Phloroglucinol attenuates the 6-OHDA-mediated loss of antioxidant enzymes in SH-SY5Y cells and rat brains.
(A) 50 µg of protein was added to 50 mM phosphate buffer (pH 7) containing 100 mM H2O2. The reaction mixture was incubated for 2 min at 37°C and the absorbance was monitored at 240 nm for 5 min. The change in absorbance over time was proportional to the breakdown of H2O2. The catalase activity was expressed as units/mg protein and one unit of enzyme activity was defined as the amount of enzyme required to breakdown 1 µM of H2O2. (B) Protein levels of catalase were evaluated with Western blotting in SH-SY5Y cells. (C) The harvested cells were suspended in 10 mM phosphate buffer (pH 7.5). The cells were centrifuged at 12,000× g for 30 min at 4°C to remove the tissue debris. Glutathione peroxidase activity was determined using the FR 17 assay kit according to the manufacturer's protocol.

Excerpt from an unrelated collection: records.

PR #291, opened 2020-05-24
Update the meta description of the site

rgommers:
This shows up at least in Slack when you simple use the link to the
site, and it didn't look pretty. Maybe this needs another change,
but for now this will do.


rgommers:
Will redeploy the site, so merging. @InessaPawson will further improve the meta fields later this week.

The enzyme reaction was assessed by adding the substrate, tert-butyl hydroperoxide and was recorded at 340 nm. The rate at which the absorbance (340 nm) decreased is directly proportional to the activity of glutathione peroxidase (expressed in mU/ml). (D) The protein levels of glutathione peroxidase in SH-SY5Y cells were evaluated with Western blotting in SH-SY5Y cells. (E) The protein levels of catalase in the ipsilateral midbrain region were assessed with Western blotting. (F) The protein levels of glutathione peroxidase in the ipsilateral midbrain region were assessed with Western blotting. (ANOVA, post-hoc by Duncan, * p<0.05, **p<0.01).
Figure 7.
Phloroglucinol attenuates the 6-OHDA-mediated loss of Nrf2 and p-Nrf2 in the nuclear fraction and p-Akt in SH-SY5Y cells and rat brains.

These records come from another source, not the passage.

PR #298, opened 2020-05-24
Revised 'Install' page

bjnath:
This is a featured page in the new website, the target of Get Started. The
current version of this page is weak and the PR gets a better version out there swiftly. 
I expect a knowledgeable reviewer can improve it further.

### DIFF
--- a/content/en/install.md
+++ b/content/en/install.md
@@ -3,7 +3,7 @@ title: Installing NumPy
 sidebar: false
 ---
 
-The only prerequisite for installing NumPy is Python, but -- particularly if you're new to the scene -- it's likely that your bigger goal is to use one of the many Python packages that depend on NumPy.  If so, see the Anaconda distribution, below.
+The only prerequisite for installing NumPy is Python, but -- particularly if you're new to the scene -- it's likely that your bigger goal is to use one of the many Python packages that depend on NumPy.  If so, see the [Anaconda](https://www.anaconda.com/products/individual) distribution, below.
 
 Package installation is Python's dark underside [\[1\]](#just-installing-stuff). If Python is new to you, we again recommend Anaconda.
 
@@ -11,7 +11,7 @@ Package installation is Python's dark underside [\[1\]](#just-installing-stuff).
            alt="Python Environment XKCD image"
            link="https://xkcd.com/1987/"
            width="400"
-           attr="_XKCD illustration - Python environment degradation_">}}
+           attr="_Image credit: xkcd_">}}
 
 
 If your results must be reproducible, the time to think about it is now; see [Reproducible Installs](#reproducible-installs).
@@ -19,10 +19,10 @@ If your results must be reproducible, the time to think about it is now; see [Re
 
 ## Anaconda
 
-Installing Anaconda gives you all the biggest Python scientific/numeric
+Installing [Anaconda](https://www.anaconda.com/products/individual) gives you all the biggest Python scientific/numeric
 players in one shot, including Python itself, which can coexist with any
 Python you already have. Of course, those packages need disk space -- about 3
-GB. If space is an issue, Miniconda is the batteries-not-included version,
+GB. If space is an issue, [Miniconda](https://docs.conda.io/en/latest/miniconda.html) is the batteries-not-included version,
 
 Packages besides NumPy that you may want to use right away include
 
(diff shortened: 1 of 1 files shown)


stefanv:
This page was much too long, so I appreciate that this PR shortens it.

I think the whole pip vs conda discussion is still too long and unnecessary; many people use pip, many use conda.  This page makes it sound like pip is a second-rate mechanism for installation, while it is the primary alternative (not the system package manager).

Why don't we provide commands for quickly creating environments using both conda and pip?  Users can copy and paste these commands, have clean environments, and be up and running in no time.

Thanks for working on cleaning this up @bjnath.

bjnath:
I meant to leave a copy of the revised page:

bjnath:
@stefanv, I appreciate the feedback!

It is undeniably an opinionated page, because its job is not to provide balanced coverage but to get users writing code.  

Installing and working in Python is different from what people are used to.  Our new users are lucky to have a pushbutton alternative to finding the packages, learning what a venv is, and getting handed a tool like pip that's likely to be misused and give grief.

One thing I particularly like about Anaconda is that you get a virtual environment whether you know what it is or not. You grow into it and eventually get the point. 

A cut-and-paste of the Python commands might initially land you in the same place, but then you're on your own remembering to use the virtual environment. Anaconda leaves no way to get it wrong.

Experienced Python users can guess the entirety of 
```
pip install numpy
```
and need nothing from the page. I'm at the other end of the curve; I found the contrast of conda and pip to be good reading.

rgommers:
Quick thoughts, I may have time to review in more detail tonight:

- This page really should start with "how to install NumPy", not "how to install Python" - it's NumPy's install page after all.
- Remember we have the install widget coming, it will replace the `conda/pip install numpy` lines that are currently at the top of the page.
- The XKCD comic should not be near the top - it's an exaggeration and not suitable as a main message.
- Yes this is opinionated, on purpose. If people don't know what they need, they are probably beginners and our advice is (and always was, see https://www.scipy.org/install.html): "install Anaconda".
- Pip definitely isn't second-rate (and advantages of it over conda over it are also listed), but it's also not a complete solution by itself, and it's not possible to give self-contained instructions for it starting from scratch.
- Good idea to add commands for creating virtual environments.

bjnath:
I think the PR supports most of these points -- or if it's not supporting them it should be.

xkcd was to hammer home that installing Python libraries requires a different mindset and can go very badly otherwise. That it's an exaggeration seems clear. If it's too ominous we can lose it.

I look forward to your comments. Honestly, I just look forward to that page being rehabilitated, by somebody. It slipped the net.

stefanv:
I think this is a significant improvement, so would recommend moving ahead.

I looked at the installation widget today, and I can probably get it done in a day or two once we have decided on exactly how it should look.  I'm not sure what we'd include, given that we have environment setup, and then also NumPy installation.  NumPy installation doesn't really need a widget, since it's:

```
pip install numpy
```

Or

```
conda install numpy
```

Other factors like conda-forge that you want to include, @rgommers?

rgommers:
> I think this is a significant improvement, so would recommend moving ahead.

There are a number of key points the currently deployed version makes (e.g. that Anaconda is for beginners, Miniconda for advanced users) that are thrown away by this PR. And there are some new statements (e.g. installing via your OS package manager is a poor choice) that are not really right.

So I don't want to merge this PR in its current form, and I won't have time to review in detail (several iterations probably) right now. The current page may need editing for conciseness and language, but what's on there now is valuable info and there's no major correctness issues that warrant being in such a hurry here.

I would suggest we start by creating and reviewing an outline (e.g. bullet points of sections and key points per section) of how this should look.

rgommers:
Re widget: I agree, could make it a few lines. E.g. including creation of virtual env via a command, and a link to more OS-specific details.

stefanv:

(A) The protein levels of Nrf2 and p-Nrf2 in the ipsilateral midbrain region were assessed with Western blotting. The blot is the representative of the two independent experiments. TATA box binding protein (TBP) was used as a loading control for nuclear fraction. (B) Cells were transfected with an ARE-luciferase construct (1 µg per well). After overnight, cells were treated with phloroglucinol or 6-OHDA, cell lysates were mixed with a luciferase substrate, and the luciferase activity was measured by a luminometer. (ANOVA, post-hoc by Duncan, * p<0.05, **p<0.01). (C) The protein levels of p-Akt and Akt in the ipsilateral midbrain region were assessed with Western blotting. The blot is the representative of the two independent experiments. The intensity of the bands was measured relative to the amount of Akt in each sample. The relative densitometric value of p-Akt vs. that of Akt is shown in graph.